Science 363, 61–64 (2019)

Imagine a collection of ions arranged in a periodic lattice, except there is no crystalline lattice but beams of light, and the ratio of kinetic to potential energy is tunable. Laser cooling of ions and atoms, and trapping them within optical lattices, thus provides ideal simulators of solids and quantum systems, where coupling strengths that cannot be studied in nature become possible in the laboratory. And now to plasmas. To study strongly coupled plasmas we need high temperatures and densities — conditions typically found in giant planet cores, white dwarf stars or dusty plasmas.

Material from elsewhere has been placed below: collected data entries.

PR #807, opened 2026-04-14
Fix 'Task exception was never retrieved' in parallel_tasks_first_completed

yuxin00j:
This PR addresses an issue where `parallel_tasks_first_completed` could leave exceptions unretrieved for tasks that were cancelled or failed after the first task completed, leading to "Task exception was never retrieved" warnings.

Instead of awaiting all tasks in the `finally` block (which would defeat the "first completed" optimization by blocking on cancelled tasks), this PR adds a `done` callback to all tasks to consume any exceptions they might raise. This ensures that exceptions are properly acknowledged by the event loop without adding latency to the execution.

### DIFF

Tom Langin and co-workers head to an optical bench instead (pictured), where they successfully cooled the strontium ions in a neutral plasma.

figure a

Brandon Martin/Rice University

These days, creating an ultracold plasma is standard practice: once the atoms are (pre)cooled and trapped, the trapping fields and cooling lasers are switched off, the atom cloud expands and then a pulse of photons ionizes about 10% of the atoms. The trick is to further cool the ions using more lasers, for which Langin et al. needed to start with much larger plasmas than those used previously (billions of Sr atoms) so that the increased characteristic expansion time constant allows for sufficient cooling time. After 135 μs of cooling, the plasma reached 50 mK — or four times cooler. This temperature is sufficient for Coulomb repulsion to dominate thermal motion. Strong coupling achieved! Studies of transport, thermalization and collective modes of plasmas under similar conditions as planetary interiors become possible, as perhaps also measurements of shear viscosity and thermal conductivity.